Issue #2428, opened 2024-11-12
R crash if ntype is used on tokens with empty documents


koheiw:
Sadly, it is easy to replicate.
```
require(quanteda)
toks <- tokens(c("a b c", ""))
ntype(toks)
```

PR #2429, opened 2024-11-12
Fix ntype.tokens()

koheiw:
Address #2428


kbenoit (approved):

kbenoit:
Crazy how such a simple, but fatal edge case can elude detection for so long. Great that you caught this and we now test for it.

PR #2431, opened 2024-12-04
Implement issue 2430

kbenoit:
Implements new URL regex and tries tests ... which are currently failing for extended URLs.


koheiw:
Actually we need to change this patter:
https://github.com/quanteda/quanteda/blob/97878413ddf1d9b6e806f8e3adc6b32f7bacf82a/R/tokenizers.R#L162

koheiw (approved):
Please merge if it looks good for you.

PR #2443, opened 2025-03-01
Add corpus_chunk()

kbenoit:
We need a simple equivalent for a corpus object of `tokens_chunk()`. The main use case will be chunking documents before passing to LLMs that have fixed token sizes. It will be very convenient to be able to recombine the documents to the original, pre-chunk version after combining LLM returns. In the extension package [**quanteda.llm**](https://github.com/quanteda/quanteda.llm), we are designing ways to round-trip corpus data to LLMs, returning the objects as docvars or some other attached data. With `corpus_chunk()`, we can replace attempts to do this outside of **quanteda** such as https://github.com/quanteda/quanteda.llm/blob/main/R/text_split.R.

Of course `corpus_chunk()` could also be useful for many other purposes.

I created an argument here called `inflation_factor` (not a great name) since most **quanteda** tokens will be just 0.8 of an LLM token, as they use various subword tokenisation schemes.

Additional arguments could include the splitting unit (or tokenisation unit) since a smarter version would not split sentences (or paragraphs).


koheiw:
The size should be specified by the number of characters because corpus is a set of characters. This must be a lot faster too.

****************************************

**EXERCISE:** Copy out each line of the data where the string "ntype" appears.

**ANSWER TO THE EXERCISE:**
R crash if ntype is used on tokens with empty documents
ntype(toks)
Fix ntype.tokens()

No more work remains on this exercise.